Monday, March 16, 2009

Champurado

I hear many people allude to globalization emerging with the advent of technology. With the invention of Internet and computers, people are connected with each other around the globe and able to share information, objects, emotions, and food. In the United States, when it comes to food, it is as if only recently has many Americans expanded their taste palate. Fifteen years ago when I arrived in California, Mexican food means burrito from Taco Bell, Chinese food equals fried rice, Filipino food is adobo and only a few have tasted Indian food. There were few Filipino markets in Bay Area selling staple food such as rice, fish, sinigang mix in a sachet. In those stores, it was not difficult to find sticky rice or malagkit na bigas.
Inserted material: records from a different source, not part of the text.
PR #24706, opened 2025-09-05
[fix][broker] Fix NPE and annotate nullable return values for ManagedCursorContainer

BewareMyPower:
### Motivation

I observed the following NPE when I ran some tests.

```
2025-09-05 10:49:38.826 [pulsar-msg-expiry-monitor-OrderedScheduler-0-0] WARN  org.apache.bookkeeper.common.util.SingleThreadSafeScheduledExecutorService - Unexpected throwable from task class com.google.common.util.concurrent.MoreExecutors$ScheduledListeningDecorator$NeverSuccessfulListenableFutureTask: Cannot invoke "org.apache.bookkeeper.mledger.impl.ManagedCursorContainer$CursorInfo.getCursor()" because the return value of "org.apache.bookkeeper.mledger.impl.ManagedCursorContainer.getCursorWithOldestPosition()" is null
java.lang.NullPointerException: Cannot invoke "org.apache.bookkeeper.mledger.impl.ManagedCursorContainer$CursorInfo.getCursor()" because the return value of "org.apache.bookkeeper.mledger.impl.ManagedCursorContainer.getCursorWithOldestPosition()" is null
	at org.apache.pulsar.broker.service.persistent.PersistentTopic.checkMessageExpiryWithSharedPosition(PersistentTopic.java:2169)
```

It's because `getCursorWithOldestPosition` could return null but `checkMessageExpiryWithSharedPosition` does not apply null validation.

### Modifications

Add `@Nullable` annotations to all `ManagedCursorContainer`'s methods of that could return null. Then check all non-test code and add null validation if missed:
1. The `checkMessageExpiryWithSharedPosition` added in https://github.com/apache/pulsar/pull/24622
2. The missed null validation for `getSlowedConsumer` since a very early commit, but not sure why the NPE was never reported

P.S. Using `Optional` might be a better alternative to force users to check null because many developers still ignore warnings. To avoid unnecessary heap allocation and API changes, I didn't change the method signature.

### Documentation

- [x] `doc` 
- [ ] `doc-required` 
- [ ] `doc-not-needed` 
- [ ] `doc-complete` 

PR in forked repository:

### DIFF
--- a/pulsar-broker/src/main/java/org/apache/pulsar/broker/service/persistent/PersistentTopic.java
+++ b/pulsar-broker/src/main/java/org/apache/pulsar/broker/service/persistent/PersistentTopic.java
@@ -2166,7 +2166,11 @@ public class PersistentTopic extends AbstractTopic implements Topic, AddEntryCal
 
     private void checkMessageExpiryWithSharedPosition(ManagedLedgerImpl ml, int messageTtlInSeconds) {
         // Find the target position at one time, then expire all subscriptions and replicators.
-        ManagedCursor cursor = ml.getCursors().getCursorWithOldestPosition().getCursor();
+        final var cursorWithOldestPosition = ml.getCursors().getCursorWithOldestPosition();
+        if (cursorWithOldestPosition == null) {
+            return;
+        }
+        ManagedCursor cursor = cursorWithOldestPosition.getCursor();
         PersistentMessageFinder finder = new PersistentMessageFinder(topic, cursor, brokerService.getPulsar()
                 .getConfig().getManagedLedgerCursorResetLedgerCloseTimestampMaxClockSkewMillis());
         // Find the target position.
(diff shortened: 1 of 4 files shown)


pulsar-broker/src/main/java/org/apache/pulsar/broker/service/persistent/PersistentTopic.java
```diff
@@ -2166,7 +2166,11 @@ private void checkMessageExpiryWithoutSharedPosition(int messageTtlInSeconds) {
 
     private void checkMessageExpiryWithSharedPosition(ManagedLedgerImpl ml, int messageTtlInSeconds) {
         // Find the target position at one time, then expire all subscriptions and replicators.
-        ManagedCursor cursor = ml.getCursors().getCursorWithOldestPosition().getCursor();
+        final var cursorWithOldestPosition = ml.getCursors().getCursorWithOldestPosition();
+        if (cursorWithOldestPosition == null) {
+            return;
```
poorbarcode, line 2172: We can add a code comment here: "skip because no subscription registered"

BewareMyPower: Added

lhotari (approved):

For this reason, champurado has always been in my kitchen in California.
Champurado is a Filipino dessert that unfortunately was not originally developed in Philippines. I learn that we share champurado with Mexican foodies. I was driving one day in the pockets of Los Angeles and I saw a taqueria with a huge banner that says "hot champurado for breakfast served here." I was shook by surprise and I had to actually pull over as I was not wearing my glasses to make sure I read the sign correctly. It turned out that I did not misread. By gullie, I was disappointed to find that champurado is not authentically Filipino. Though I could not trace back to the beginnings of champurado, I know that somewhere along Spanish colonization, Arab, Chinese, India, Malay migration, and Japanese invasion, champurado arrived in Philippines as a dessert/breakfast. This leads me to another question: Who said globalization just started? Globalization started a long time ago. Philippines and champurado are a manifestation of globalization that existed hundred of years ago. Although computers were not existent, many people from different nations have arrived in Philippines to trade goods in a fashion modernly stated as "up rise of globalization." With them, they brought champurado--sticky rice cooked in water with dutch processed cocoa powder, sugar, and milk. A modern version of champurado included in my recipe has 1 tsp of vanilla and cinnamon for dusting. In my short trip in Los Angeles, I learn that champurado is not originally Filipino and I learn to share what I thought was originally mine as a Filipino with other cultures who have brought champurado hundred of years ago in Philippines.

1 shared:

Ylokos

Yes, our Mexican brothers make champurrado, and it is "Mexican," but our champurado is Filipino, it is definitely Filipino. I don't know if you actually tasted the champurrado of the Mexicans, but it is not made with rice, but rather with corn, ground corn, that is soaked and treated with lime, and then ground- the same corn preparation that would eventually turn into tamales (of which we in the Philippines have our own form as well), and also the tortilla de maiz. As for the dutch process cocoa, both Mexicans and Filipinos tradtionally do not use the dutch process which removes much of the fat from the cocoa mass. Mexicans and Filipinos both grind the whole bean, which is first roasted and then ground on a warmed grinder made of stone. This produces a much different flavor of chocolate than the dutch process. Colonization did force the Philippines, as it did Mexico, into a globalized economy, and in that experience we not only had an exchange of goods, namely food (did you know that in some of the Pacific states of Mexico there are recipes for ginitaan- something that definitely originated in the Philippines, but in its Mexican manifestation it would be unrecognizeable given the addition of local dried chilies and other spices, along with the coconut milk), but also an exchange of people, like my family, some of whom came originally from Mexico centuries ago but are now Filipino. The champurrado that we Filipinos grew up and remember so fondly really is Filipino. I agree that it is not originally "Filipino" but through the years and through the hands of those who have been born and raised in our islands, it has become Filipino.